(What you will do):
Every entry that follows should be written out again exactly.

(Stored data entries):
>>

Issue #3170, opened 2024-12-16
[SQL] do not ingest columns that are never used


mihaibudiu:
Today we never consider modifying the schema of the input tables, but we could just discard all columns that are not used.
We should at least show a warning enumerating such columns.

lalithsuresh:
It should only be applied to tables/views that are not materialized. Else users trying out ad-hoc queries will be surprised.

PR #3233, opened 2024-12-24
[SQL] Optimization to warn/remove unused table columns

mihaibudiu:
A new compiler flag `--trimInputs` has been introduced.
When this flag is used, the fields of non-materialized input tables that are never used are removed from the circuit.
A warning has been introduced to display such fields. This makes much more sense for standing queries than for databases.
This flag has not been yet tested end to end. There may be complications with the rest of the environment, which may expect all columns to exist.

(The optimization to detect unused columns can be improved too, but that will be a future PR.)


mihaibudiu:
Here is an example warning:
```
../temp/src/script7071701807524648793.sql: Unused column
../temp/src/script7071701807524648793.sql:1:46: warning: Unused column: Column 'col2' of table 't' is unused
    1|CREATE TABLE T (COL1 INT NOT NULL DEFAULT 0, COL2 DOUBLE DEFAULT 0.0, COL3 VARCHAR DEFAULT NULL);
                                                   ^^^^^^^^^^^
    2|CREATE VIEW V AS SELECT COL1 FROM T;
../temp/src/script7071701807524648793.sql: Unused column
../temp/src/script7071701807524648793.sql:1:71: warning: Unused column: Column 'col3' of table 't' is unused
    1|CREATE TABLE T (COL1 INT NOT NULL DEFAULT 0, COL2 DOUBLE DEFAULT 0.0, COL3 VARCHAR DEFAULT NULL);
                                                                            ^^^^^^^^^^^^
    2|CREATE VIEW V AS SELECT COL1 FROM T;
```

Karakatiza666:
I believe this needs WebConsole support in handling warning-only SQL compiler messages, because if the compiler only returns warnings they would still be reported in the API via the `SqlError` field of a `ProgramStatus` object, which as it is now will prevent the user from being able to start the pipeline.

mihaibudiu:
We used to have other warnings. They should be handled properly

Karakatiza666:
Previously this case of only warnings being reported by the SQL compiler was not handled properly in Web Console. Pushed the PR that fixes the behavior in this case

mihaibudiu:
Fixes #3170

Karakatiza666 (approved):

<<

(Answer to this task):
Issue #3170, opened 2024-12-16
[SQL] do not ingest columns that are never used


mihaibudiu:
Today we never consider modifying the schema of the input tables, but we could just discard all columns that are not used.
We should at least show a warning enumerating such columns.

lalithsuresh:
It should only be applied to tables/views that are not materialized. Else users trying out ad-hoc queries will be surprised.

PR #3233, opened 2024-12-24
[SQL] Optimization to warn/remove unused table columns

mihaibudiu:
A new compiler flag `--trimInputs` has been introduced.
When this flag is used, the fields of non-materialized input tables that are never used are removed from the circuit.
A warning has been introduced to display such fields. This makes much more sense for standing queries than for databases.
This flag has not been yet tested end to end. There may be complications with the rest of the environment, which may expect all columns to exist.

(The optimization to detect unused columns can be improved too, but that will be a future PR.)


mihaibudiu:
Here is an example warning:
```
../temp/src/script7071701807524648793.sql: Unused column
../temp/src/script7071701807524648793.sql:1:46: warning: Unused column: Column 'col2' of table 't' is unused
    1|CREATE TABLE T (COL1 INT NOT NULL DEFAULT 0, COL2 DOUBLE DEFAULT 0.0, COL3 VARCHAR DEFAULT NULL);
                                                   ^^^^^^^^^^^
    2|CREATE VIEW V AS SELECT COL1 FROM T;
../temp/src/script7071701807524648793.sql: Unused column
../temp/src/script7071701807524648793.sql:1:71: warning: Unused column: Column 'col3' of table 't' is unused
    1|CREATE TABLE T (COL1 INT NOT NULL DEFAULT 0, COL2 DOUBLE DEFAULT 0.0, COL3 VARCHAR DEFAULT NULL);
                                                                            ^^^^^^^^^^^^
    2|CREATE VIEW V AS SELECT COL1 FROM T;
```

Karakatiza666:
I believe this needs WebConsole support in handling warning-only SQL compiler messages, because if the compiler only returns warnings they would still be reported in the API via the `SqlError` field of a `ProgramStatus` object, which as it is now will prevent the user from being able to start the pipeline.

mihaibudiu:
We used to have other warnings. They should be handled properly

Karakatiza666:
Previously this case of only warnings being reported by the SQL compiler was not handled properly in Web Console. Pushed the PR that fixes the behavior in this case

mihaibudiu:
Fixes #3170

Karakatiza666 (approved):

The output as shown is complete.